Papai Noel cumpria a sua parte. Ao amanhecer o dia, todos os presentes estavam entregues, portanto, sua  tarefa estava cumprida.  Dizendo isso, mandou logo um recado para o  “menino Zê:  Que ficasse  tranquilo, afinal,  o  presente dele também já estava na caixa para ser entregue, portanto  – disse Papai Noel -  não precisa ficar me mandando recado com indiretas  na grafia das letras,  para me lembrar do seu presente.  Papai Noel disse isso porque o Zê, espertamente,  trocava o S pelo Z,  achando que iria enganar o bom velhinho.  Olha só como o espertinho escrevia as suas cartinhas:

“ Papai Noel, minha caZa  é logo ali!...   Papai Noel,   traga meu preZente primeiro!...  Papai Noel, não querendo abuZar do Senhor... ” 

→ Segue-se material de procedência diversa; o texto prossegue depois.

PR #1000, opened 2022-04-13
[medPython] more refactoring

fcollot:
(based on https://github.com/medInria/medInria-public/pull/996 and https://github.com/medInria/medInria-public/pull/999)

This is the second batch of changes in medPython. The first was the core, now it is mostly the layer above.

The main changes are:
- Remove the qt and medInria bindings from `medPythonTools` to make them separate modules.
- Make `medPythonTools` a proper Python module (the initialization code is moved from `medPythonTools.cpp` to the package's Python code (i.e. `__init__.py`))
- Refactor the cmake functions to allow `add_python_module` to handle single modules, packages, bindings, packages with bindings etc.
- Customize Python's import mechanism to allow loading dylibs on macOS.
- Handle the case of null values when converting `QVariant` to and from Python (bug found while working).
- Handle case of private Qt signals (necessary to connect to `aboutToQuit` from Python).
- No need to list all the embedded Python files as dependencies are now target-based instead of file-based.


mathildemerle:
is this needed to be reviewed, with #999?

fcollot:
https://github.com/medInria/medInria-public/pull/996, https://github.com/medInria/medInria-public/pull/999 and this PR need to be reviewed

src/layers/medPython/cmake/add_python_module.cmake
```diff
@@ -0,0 +1,169 @@
...
+# See LICENSE.txt for details in the root of the sources or:
+# https://github.com/medInria/medInria-public/blob/master/LICENSE.txt
+#
+# This software is distributed WITHOUT ANY WARRANTY; without even
+# the implied warranty of MERCHANTABILITY or FITNESS FOR A PARTICULAR
+# PURPOSE.
+#
+################################################################################
+
+function(add_python_module target_name)
```
mathildemerle, line 16: it could be interesting to add explanations in comments in this file for future readers

src/layers/medPython/tools/python/console.py
```diff
@@ -14,6 +20,20 @@
...
+
+def initialize():
+    instance = Console(CONSOLE_TITLE, (CONSOLE_WIDTH, CONSOLE_HEIGHT))
+    instance.setShortcut(f'{CONSOLE_SHORTCUT}')
+    mainWindow = qt.qApp().getProperty('MainWindow')
+    mainWindow.connect('destroyed', lambda _ : instance.deleteLater())
+    instance.run()
+    medInria.logInfo(f'The Python console can be accessed with {CONSOLE_SHORTCUT}')
+    if failedPlugins:
+        print('** Some medInria plugins failed to load. Type "pluginsInfo()" for details. **\n\n')
```
mathildemerle, line 34: could you write "Some plugins failed" to help with rebranding/customization?

src/layers/medPython/tools/python/customImport.py
```diff
@@ -0,0 +1,9 @@
+import sys
+from importlib.machinery import *
+
+def installCustomImportHook():
```
mathildemerle, line 4: is it possible to add a comment to explain what that method does?

fcollot:
New changes:
- Remove unused compile definition.
- Add doc for `add_python_modules` command.
- Add doc for `installCustomImportHook` function.
- Add `.pyd` suffix to the custom import hook (problem found when testing on Windows).
- Modify a message in the Python console.

mathildemerle (approved):

mathildemerle:
Is this PR compiling? Do you need me to compile it from scratch on ubuntu for instance?

fcollot:
This PR compiles and runs but I have a new batch of changes so it may be preferable to wait for those. The new packages for the embedded Python are not available online yet so it only compiles if one has the package already in the build directory.

PR #1001, opened 2022-04-28
Improve architecture medSourcesSettings

Florent2305:
- create sub widget medSourcesSettingsHandlerWidget 
 - change behavior for medSourcesLoader about path of directory that contains sources descriptions.

### DIFF
--- a/src/layers/medCore/dataSource/medSourcesLoader.cpp
+++ b/src/layers/medCore/dataSource/medSourcesLoader.cpp
@@ -221,12 +221,32 @@ bool medSourcesLoader::setDefaultWorkingSource(QString const &instanceId)
 
 bool medSourcesLoader::setPath(QString path)
 {
-    bool bRes = false;
+    bool bRes = true;
 
-    if (QFile::exists(path + '/' + MED_DATASOURCES_FILENAME))
+    if (QDir(path).exists())
+    {
+        if (QFile::exists(path + '/' + MED_DATASOURCES_FILENAME))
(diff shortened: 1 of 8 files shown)


src/layers/medCore/dataSource/medSourcesLoader.cpp
```diff
@@ -221,20 +221,40 @@ bool medSourcesLoader::setDefaultWorkingSource(QString const &instanceId)
 
 bool medSourcesLoader::setPath(QString path)
 {
-    bool bRes = false;
+    bool bRes = true;
 
-    if (QFile::exists(path + '/' + MED_DATASOURCES_FILENAME))
+    if (QDir(path).exists())
+    {
+        if (QFile::exists(path + '/' + MED_DATASOURCES_FILENAME))
```
mathildemerle, line 228: maybe `QDir::separator()` instead of "/" ?

Florent2305: Thanks for this review. Here we handle Qt path format and not system path format then used QDir::separator() here will create a call, with both type of separator (on windows platform) , the QFile::exists. It's not recommended.
The design adopted here, in this class, is to deal with Qt path format internally and often it's possible and just adapte the path with [QDir::toNativeSeparators](https://doc.qt.io/qt-5/qdir.html#toNativeSeparators) when the software dialog with non Qt access file or to display it on widget, for example in medSourcesSettings.

PR #1002, opened 2022-05-02
Plugin aphp filter parameters

juliencastelneau:
**[WARN] - Work Only with qtdcm on branch PluginAPI**

- Add Parameters (with medAbstractParam mechanism) in Browser Area for Plugin APHP
- Implementation of methods  getMinimalEntries & getMandatoryAttributes by taking into account  the filters passed by users

TODO : Test with refresh button in GUI


Florent2305 (approved):
Ok because it's tested
Some bugs exists but will be removed by next developments

PR #1005, opened 2022-05-11
[medDoubleParameterL] fix wrong 0/0 values if attribute has only 1 value in a mesh

mathildemerle:
Same as this PR https://github.com/medInria/medInria-public/pull/886

If a mesh has an attribute with only one value (for instance 42), it was show as if the value was 0 (or one of the value already updated from an attribute with multiple values), and was not updated.

:m:


Florent2305 (approved):
ok

PR #902, opened 2021-09-02
[vtkImageView3D] Improvements

mjuhoor:
- Duplicate of https://github.com/Inria-Asclepios/medInria-public/pull/714

PR #1006, opened 2022-05-12
[Attributes] some mesh fields not displayed in color in 3D

mathildemerle:
Same as https://github.com/Inria-Asclepios/medInria-public/pull/736

Since this PR https://github.com/medInria/medInria-public/pull/902 some attributes of meshes were not displayed in color in 3D orientation. It was because vtkIdFilter vas not properly initialized. This PR solves this problem.

:m:


Florent2305 (approved):
Ok

Issue #726, opened 2020-06-04
[Paint] creation of mask data at Paint/Erase


mathildemerle:
From an idea of @Florent2305:

Create the mask data in Paint when the user clicks on "Paint/Erase", not at the first click on the image. The creation of the mask is too slow, and the drawing not smooth at the beginning.

PR #1074, opened 2022-12-09
[Paint] create mask before trying to paint + hide a button

mathildemerle:
Same as https://github.com/medInria/medInria-public/pull/1073

Fix https://github.com/medInria/medInria-public/issues/726

Create the mask data in Paint when the user clicks on "Paint/Erase", not at the first click on the image. The creation of the mask is too slow, and the drawing not smooth at the beginning.

Also, switching from Magic Wand to Paint/Erase was not hiding the removeSeed button.

:m:


Florent2305 (approved):
Ok

PR #1063, opened 2022-12-02
[Four-views] solve crash closing the views --3.3

mathildemerle:
Same as https://github.com/medInria/medInria-public/pull/1060

Fix https://github.com/medInria/medInria-public/issues/995

The views are already cleaned at closing through a signal set in `medViewParameterGroupL::addImpactedView`. 
Removing them manually in `~medViewParameterGroupL` leads to trying to remove already removed views, generating a crash.

:m:

PR #1075, opened 2022-12-12
[3.3.1] release notes & version number with four view crash-fix

mathildemerle:
Following this crash-fix : https://github.com/medInria/medInria-public/pull/1063

This PR allows to update the release notes and version number.

:m:


Florent2305 (commented):
ok

PR #1080, opened 2022-12-16
[Git diff] solve differences between musicardio to medInria4

mathildemerle:
Same as https://github.com/medInria/medInria-public/pull/1079

I did some `git diff` between MUSICardio on master branch (3.4) and medInria3.4 for forgot changes. This aims to avoid differences between both code and to avoid having merge problems with synchronisation.

:m:


Florent2305 (approved):
ok

PR #1082, opened 2022-12-19
Set cmake minimum version to 19 for medInria project

fcollot:
The minimum required cmake version is still set at 3.3 on medInria 3. This means that for any cmake policy introduced after 3.3 the default behaviour of the policy will be chosen unless it is manually set. This is causing issues with the python embedding code.

### DIFF
--- a/CMakeLists.txt
+++ b/CMakeLists.txt
@@ -11,7 +11,7 @@
 #
 ################################################################################
 
-cmake_minimum_required(VERSION 3.3)
+cmake_minimum_required(VERSION 3.19)
 
 if(POLICY CMP0020)
   cmake_policy(SET CMP0020 NEW)
--- a/src/CMakeLists.txt
+++ b/src/CMakeLists.txt
@@ -13,7 +13,7 @@
 #
 ################################################################################
 
-cmake_minimum_required(VERSION 3.3)
+cmake_minimum_required(VERSION 3.19)
 
 if(NOT DEFINED ${medInria_VERSION})
     set(medInria_VERSION 3.3.0)


mathildemerle:
On this PR (meaning: on MUSICardio) we are at 3.15: https://github.com/medInria/medInria-public/pull/1079
On our doc we are at 3.19, idem for medInria: https://github.com/medInria/medInria-public/wiki/A-Quick-Dev-Guide---prerequisites
So it would be interesting to know precisely. Do you know the real minimum?

fcollot:
First of all the medInria doc does not specify which branch it applies to. We currently have medInria 3 and 4 in development and it is normal to have different requirements for both, so we should maybe clarify what version that doc applies to.
The bug I had concerns cmake behaviour modified in 3.14 and for which the old behaviour is the default policy, so the minimum version for that bug only is 3.14. Nevertheless I successfully compiled with cmake 3.17 on Ubuntu and 3.20 on macOS, so I chose 3.17 as the minimum version because it is tested and sufficiently old to be a light requirement, but 3.19 would be even better if everyone agrees (for the medInria 3.4 branch).

mathildemerle:
Indeed, the documentations are for the current released versions: 3.3 medInria and MUSICardio. The 1079 PR updates the code for 3.4, and medInria4 can be changed independently. 
For now, every OS compile on for medInria and MSC are on or above CMake 3.19. Maybe we can stay on it, since we know it's ok?

fcollot:
I was already pushing for 3.19 last year so I have no problem with it, on the contrary. I'll make the change.

fcollot:
done

mathildemerle (approved):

Papai Noel sabia que criança era criança, quer dizer,  letra era letra. Sendo assim,  cumpriu mais uma etapa na vida de quem não faz outra coisa a não ser  entregar as lembranças  para o mundo inteiro.  O sinos de Natal soaram com a beleza de sempre.  As crianças correram em busca dos presentes. Quanto ao  ZÊ -  inquieto como sempre -  continua dizendo que ainda vai  criar um  novo alfabeto, cujo nome será  – Alfabeto Zumbix -  uma sugestão  proposta pelo amigo  “Xis”, um indivíduo xereta e  xarope, dono de um xeque-mate exclusivo para   convencer a todos  Como segunda letra desse novo alfabeto, o esperto “Xis” tentava  algumas adesões importantes, por isso vivia dizendo: 

  -  K, W e Y merecem nosso Xodó!... Viva o Alfabeto ZUMBIX!... 

Mas a letra Xis, com  o  seu jeito  de jogar  xaveco no vazio,  percebeu logo  a  xaropada   que inventaram.  A essa altura, o  zombeteiro  ZÊ,  sem rumo,  ziguezagueando  entre os vocábulos,  zurrava  e zumbia a não mais poder.  Por fim, ambos, o  ZÊ e XIS, feito andarilhos  zumbis,  riram soltos da zoada e zombaria,  certos de que tudo não passava de  pura provocação ao tradicional abecedário.   A letra A  evitava, a seu modo, um confronto direto com os integrantes do ZUMBIX,  preferindo – sempre que possível – analisar com seus provérbios:

-  “Abnóxios, o que são!”... “Abominável” ZUMBIX!... “Abobrinhas”, o que falam!...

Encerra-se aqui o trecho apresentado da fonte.